Report each line of the data that contains the string "private".
(Given information Opens)
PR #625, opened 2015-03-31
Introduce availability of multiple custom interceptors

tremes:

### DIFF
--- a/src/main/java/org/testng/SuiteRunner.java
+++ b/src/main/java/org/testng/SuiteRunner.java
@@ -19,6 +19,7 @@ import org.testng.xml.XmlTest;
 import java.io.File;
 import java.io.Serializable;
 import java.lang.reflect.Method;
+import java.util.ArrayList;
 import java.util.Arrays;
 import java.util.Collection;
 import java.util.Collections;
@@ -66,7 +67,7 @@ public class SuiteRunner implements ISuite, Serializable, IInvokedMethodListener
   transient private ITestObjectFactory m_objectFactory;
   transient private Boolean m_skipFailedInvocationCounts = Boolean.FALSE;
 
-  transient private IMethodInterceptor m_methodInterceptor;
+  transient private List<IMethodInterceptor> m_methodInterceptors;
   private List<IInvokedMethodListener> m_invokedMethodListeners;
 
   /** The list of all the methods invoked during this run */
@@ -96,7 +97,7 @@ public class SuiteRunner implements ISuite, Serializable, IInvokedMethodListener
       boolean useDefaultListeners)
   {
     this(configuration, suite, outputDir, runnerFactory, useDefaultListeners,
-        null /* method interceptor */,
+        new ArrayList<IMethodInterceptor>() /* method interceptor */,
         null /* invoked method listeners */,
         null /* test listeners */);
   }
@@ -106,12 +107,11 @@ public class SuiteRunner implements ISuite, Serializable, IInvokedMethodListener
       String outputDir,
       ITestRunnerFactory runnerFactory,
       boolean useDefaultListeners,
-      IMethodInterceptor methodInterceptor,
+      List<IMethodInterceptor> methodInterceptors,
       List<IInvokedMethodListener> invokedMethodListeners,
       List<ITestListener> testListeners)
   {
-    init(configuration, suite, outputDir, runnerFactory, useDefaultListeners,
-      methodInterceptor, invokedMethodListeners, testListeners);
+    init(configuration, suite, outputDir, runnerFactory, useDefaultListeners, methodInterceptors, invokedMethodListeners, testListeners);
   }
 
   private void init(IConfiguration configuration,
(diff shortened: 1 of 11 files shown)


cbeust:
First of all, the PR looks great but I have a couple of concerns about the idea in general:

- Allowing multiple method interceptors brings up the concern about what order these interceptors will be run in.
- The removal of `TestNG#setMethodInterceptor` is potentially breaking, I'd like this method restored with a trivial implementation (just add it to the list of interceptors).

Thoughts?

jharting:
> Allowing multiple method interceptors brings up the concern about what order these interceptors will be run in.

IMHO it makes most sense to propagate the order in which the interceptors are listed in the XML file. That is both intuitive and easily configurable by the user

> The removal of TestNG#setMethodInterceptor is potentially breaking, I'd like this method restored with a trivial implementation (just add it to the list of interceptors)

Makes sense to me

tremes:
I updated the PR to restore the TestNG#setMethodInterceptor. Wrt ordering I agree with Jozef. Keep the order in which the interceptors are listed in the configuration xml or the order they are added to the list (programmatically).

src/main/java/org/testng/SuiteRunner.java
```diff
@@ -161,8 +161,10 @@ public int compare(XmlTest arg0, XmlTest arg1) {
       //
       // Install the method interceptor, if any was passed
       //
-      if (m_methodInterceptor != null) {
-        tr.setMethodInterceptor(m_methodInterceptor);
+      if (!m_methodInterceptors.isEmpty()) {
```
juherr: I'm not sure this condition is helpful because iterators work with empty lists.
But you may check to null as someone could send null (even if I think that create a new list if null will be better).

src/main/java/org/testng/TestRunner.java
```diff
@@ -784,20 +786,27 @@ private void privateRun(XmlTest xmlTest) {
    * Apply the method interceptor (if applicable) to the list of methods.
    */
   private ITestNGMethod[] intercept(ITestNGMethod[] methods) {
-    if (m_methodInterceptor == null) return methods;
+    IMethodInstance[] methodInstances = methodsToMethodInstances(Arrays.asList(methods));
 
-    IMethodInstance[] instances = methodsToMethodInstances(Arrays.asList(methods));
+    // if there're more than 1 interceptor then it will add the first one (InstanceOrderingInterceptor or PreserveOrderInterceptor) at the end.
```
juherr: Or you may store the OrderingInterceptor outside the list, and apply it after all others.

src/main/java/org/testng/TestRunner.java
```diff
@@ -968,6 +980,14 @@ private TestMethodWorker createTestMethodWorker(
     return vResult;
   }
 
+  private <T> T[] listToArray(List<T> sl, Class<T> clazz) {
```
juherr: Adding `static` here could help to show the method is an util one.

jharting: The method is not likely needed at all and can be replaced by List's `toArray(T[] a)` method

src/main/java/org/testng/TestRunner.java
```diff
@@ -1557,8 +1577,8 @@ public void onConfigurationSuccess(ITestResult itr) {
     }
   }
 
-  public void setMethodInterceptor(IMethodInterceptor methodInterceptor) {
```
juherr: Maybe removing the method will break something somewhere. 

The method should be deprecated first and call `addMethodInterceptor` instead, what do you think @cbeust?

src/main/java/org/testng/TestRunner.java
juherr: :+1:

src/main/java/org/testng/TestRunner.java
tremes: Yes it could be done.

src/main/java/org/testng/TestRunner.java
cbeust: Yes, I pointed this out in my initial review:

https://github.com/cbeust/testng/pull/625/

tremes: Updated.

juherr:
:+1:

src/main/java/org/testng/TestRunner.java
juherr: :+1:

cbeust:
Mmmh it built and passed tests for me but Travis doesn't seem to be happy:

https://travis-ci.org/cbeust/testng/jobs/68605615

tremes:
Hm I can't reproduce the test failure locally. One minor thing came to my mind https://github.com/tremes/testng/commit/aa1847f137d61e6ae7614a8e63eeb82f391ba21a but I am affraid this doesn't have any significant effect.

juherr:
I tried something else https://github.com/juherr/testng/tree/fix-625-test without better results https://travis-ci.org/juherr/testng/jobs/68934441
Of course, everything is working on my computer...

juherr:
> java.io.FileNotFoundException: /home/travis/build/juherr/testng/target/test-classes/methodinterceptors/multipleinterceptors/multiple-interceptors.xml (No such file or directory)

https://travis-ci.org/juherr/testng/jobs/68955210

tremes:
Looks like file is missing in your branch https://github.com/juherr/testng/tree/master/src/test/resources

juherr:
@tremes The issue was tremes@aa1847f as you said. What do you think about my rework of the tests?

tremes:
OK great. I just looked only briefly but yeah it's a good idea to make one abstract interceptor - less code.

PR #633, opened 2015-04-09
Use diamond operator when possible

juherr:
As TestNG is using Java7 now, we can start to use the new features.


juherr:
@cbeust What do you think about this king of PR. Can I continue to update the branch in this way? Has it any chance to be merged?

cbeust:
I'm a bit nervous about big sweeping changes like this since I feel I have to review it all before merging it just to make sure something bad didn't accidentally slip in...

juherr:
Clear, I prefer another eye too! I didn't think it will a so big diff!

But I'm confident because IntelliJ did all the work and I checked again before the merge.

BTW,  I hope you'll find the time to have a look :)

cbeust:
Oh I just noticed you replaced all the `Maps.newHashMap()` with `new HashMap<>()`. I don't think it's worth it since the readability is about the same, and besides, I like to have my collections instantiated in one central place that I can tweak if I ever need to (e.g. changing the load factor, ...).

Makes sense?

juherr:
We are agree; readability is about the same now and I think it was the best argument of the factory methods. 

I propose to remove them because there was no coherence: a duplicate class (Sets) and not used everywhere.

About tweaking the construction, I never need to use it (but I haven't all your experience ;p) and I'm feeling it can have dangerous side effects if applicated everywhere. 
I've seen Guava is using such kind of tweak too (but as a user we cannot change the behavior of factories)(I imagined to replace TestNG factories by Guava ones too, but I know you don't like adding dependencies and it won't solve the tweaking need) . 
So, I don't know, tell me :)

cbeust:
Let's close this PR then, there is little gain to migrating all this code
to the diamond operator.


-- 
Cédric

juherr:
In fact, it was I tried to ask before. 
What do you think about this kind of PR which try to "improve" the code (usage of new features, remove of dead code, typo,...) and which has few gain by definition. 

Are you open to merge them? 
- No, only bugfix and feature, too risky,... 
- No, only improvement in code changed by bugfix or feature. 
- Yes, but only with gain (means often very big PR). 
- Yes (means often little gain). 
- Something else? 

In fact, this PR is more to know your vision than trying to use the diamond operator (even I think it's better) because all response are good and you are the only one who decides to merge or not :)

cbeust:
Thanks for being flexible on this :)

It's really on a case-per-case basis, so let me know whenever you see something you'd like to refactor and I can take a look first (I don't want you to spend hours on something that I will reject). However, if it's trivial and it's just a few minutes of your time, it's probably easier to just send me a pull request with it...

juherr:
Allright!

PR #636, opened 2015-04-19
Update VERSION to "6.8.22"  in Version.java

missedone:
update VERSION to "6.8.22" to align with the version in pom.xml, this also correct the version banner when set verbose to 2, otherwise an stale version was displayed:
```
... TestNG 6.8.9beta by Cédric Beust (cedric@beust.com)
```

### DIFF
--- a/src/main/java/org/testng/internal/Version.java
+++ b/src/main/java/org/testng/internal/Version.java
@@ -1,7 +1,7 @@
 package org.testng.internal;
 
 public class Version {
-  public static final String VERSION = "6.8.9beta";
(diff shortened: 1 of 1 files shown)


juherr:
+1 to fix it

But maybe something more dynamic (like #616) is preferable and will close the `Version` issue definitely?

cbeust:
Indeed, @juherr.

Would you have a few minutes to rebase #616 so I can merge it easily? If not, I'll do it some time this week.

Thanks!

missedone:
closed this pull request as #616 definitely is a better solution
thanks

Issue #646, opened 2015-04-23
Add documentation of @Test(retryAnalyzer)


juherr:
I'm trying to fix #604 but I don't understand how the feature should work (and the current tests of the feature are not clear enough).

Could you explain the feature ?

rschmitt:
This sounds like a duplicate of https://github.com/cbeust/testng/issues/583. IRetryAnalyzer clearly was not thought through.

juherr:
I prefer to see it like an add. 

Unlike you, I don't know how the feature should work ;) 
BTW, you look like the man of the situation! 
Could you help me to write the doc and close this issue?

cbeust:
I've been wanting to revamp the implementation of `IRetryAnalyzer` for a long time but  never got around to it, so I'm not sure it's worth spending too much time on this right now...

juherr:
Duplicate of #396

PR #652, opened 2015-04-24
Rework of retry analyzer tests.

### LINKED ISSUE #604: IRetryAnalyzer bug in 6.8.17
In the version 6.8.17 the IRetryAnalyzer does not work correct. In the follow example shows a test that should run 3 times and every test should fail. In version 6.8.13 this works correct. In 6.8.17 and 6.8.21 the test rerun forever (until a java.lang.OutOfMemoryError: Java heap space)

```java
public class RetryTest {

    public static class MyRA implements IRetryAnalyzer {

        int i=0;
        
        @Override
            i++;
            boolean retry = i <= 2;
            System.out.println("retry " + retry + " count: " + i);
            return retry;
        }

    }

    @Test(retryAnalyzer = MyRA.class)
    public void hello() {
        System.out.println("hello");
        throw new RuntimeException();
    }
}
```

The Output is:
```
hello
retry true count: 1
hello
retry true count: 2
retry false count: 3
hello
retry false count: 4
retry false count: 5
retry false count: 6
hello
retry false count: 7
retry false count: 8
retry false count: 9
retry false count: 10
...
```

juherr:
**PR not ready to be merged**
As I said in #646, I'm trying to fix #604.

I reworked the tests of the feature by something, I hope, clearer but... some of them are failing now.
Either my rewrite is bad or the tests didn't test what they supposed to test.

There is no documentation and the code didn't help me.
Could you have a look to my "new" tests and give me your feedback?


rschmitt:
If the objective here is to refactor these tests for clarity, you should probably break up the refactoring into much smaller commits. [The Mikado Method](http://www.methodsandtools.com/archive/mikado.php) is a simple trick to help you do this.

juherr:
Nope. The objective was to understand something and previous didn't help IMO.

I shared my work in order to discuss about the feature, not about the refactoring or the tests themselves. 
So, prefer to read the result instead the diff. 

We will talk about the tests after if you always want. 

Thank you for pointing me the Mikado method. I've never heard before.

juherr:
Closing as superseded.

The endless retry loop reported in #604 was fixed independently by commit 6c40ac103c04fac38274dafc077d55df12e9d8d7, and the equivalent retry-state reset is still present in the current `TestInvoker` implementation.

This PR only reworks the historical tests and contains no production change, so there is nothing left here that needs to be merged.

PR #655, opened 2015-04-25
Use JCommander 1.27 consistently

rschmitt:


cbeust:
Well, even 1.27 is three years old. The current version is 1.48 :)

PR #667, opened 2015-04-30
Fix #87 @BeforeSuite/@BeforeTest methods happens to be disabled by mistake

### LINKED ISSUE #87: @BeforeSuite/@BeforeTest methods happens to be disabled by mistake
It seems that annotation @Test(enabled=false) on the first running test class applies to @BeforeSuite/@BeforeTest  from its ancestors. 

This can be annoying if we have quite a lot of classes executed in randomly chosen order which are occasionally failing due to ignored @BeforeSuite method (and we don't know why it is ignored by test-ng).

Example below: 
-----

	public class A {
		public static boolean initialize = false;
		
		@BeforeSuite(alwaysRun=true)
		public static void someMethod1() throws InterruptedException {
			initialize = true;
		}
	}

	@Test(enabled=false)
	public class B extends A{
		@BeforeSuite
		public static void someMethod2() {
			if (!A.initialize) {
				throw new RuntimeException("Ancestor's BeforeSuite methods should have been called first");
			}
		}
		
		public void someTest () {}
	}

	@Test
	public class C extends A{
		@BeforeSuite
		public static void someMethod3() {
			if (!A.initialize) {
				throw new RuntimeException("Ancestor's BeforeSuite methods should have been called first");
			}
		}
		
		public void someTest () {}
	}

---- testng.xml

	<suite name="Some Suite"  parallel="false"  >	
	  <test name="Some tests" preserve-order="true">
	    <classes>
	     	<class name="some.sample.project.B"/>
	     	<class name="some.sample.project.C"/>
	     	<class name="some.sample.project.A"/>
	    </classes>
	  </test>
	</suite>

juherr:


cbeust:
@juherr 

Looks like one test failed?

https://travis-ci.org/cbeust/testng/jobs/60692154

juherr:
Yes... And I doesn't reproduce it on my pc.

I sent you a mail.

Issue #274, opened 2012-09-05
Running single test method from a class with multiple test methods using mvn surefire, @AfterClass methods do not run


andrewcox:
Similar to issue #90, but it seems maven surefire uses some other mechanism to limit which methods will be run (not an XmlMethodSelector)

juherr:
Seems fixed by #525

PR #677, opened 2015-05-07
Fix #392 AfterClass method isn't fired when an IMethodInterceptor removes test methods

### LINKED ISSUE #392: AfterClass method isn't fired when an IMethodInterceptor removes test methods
(Given information Closes)
Exercise answer >>
   transient private ITestObjectFactory m_objectFactory;
   transient private Boolean m_skipFailedInvocationCounts = Boolean.FALSE;
-  transient private IMethodInterceptor m_methodInterceptor;
+  transient private List<IMethodInterceptor> m_methodInterceptors;
   private List<IInvokedMethodListener> m_invokedMethodListeners;
   private void init(IConfiguration configuration,
@@ -784,20 +786,27 @@ private void privateRun(XmlTest xmlTest) {
   private ITestNGMethod[] intercept(ITestNGMethod[] methods) {
@@ -968,6 +980,14 @@ private TestMethodWorker createTestMethodWorker(
+  private <T> T[] listToArray(List<T> sl, Class<T> clazz) {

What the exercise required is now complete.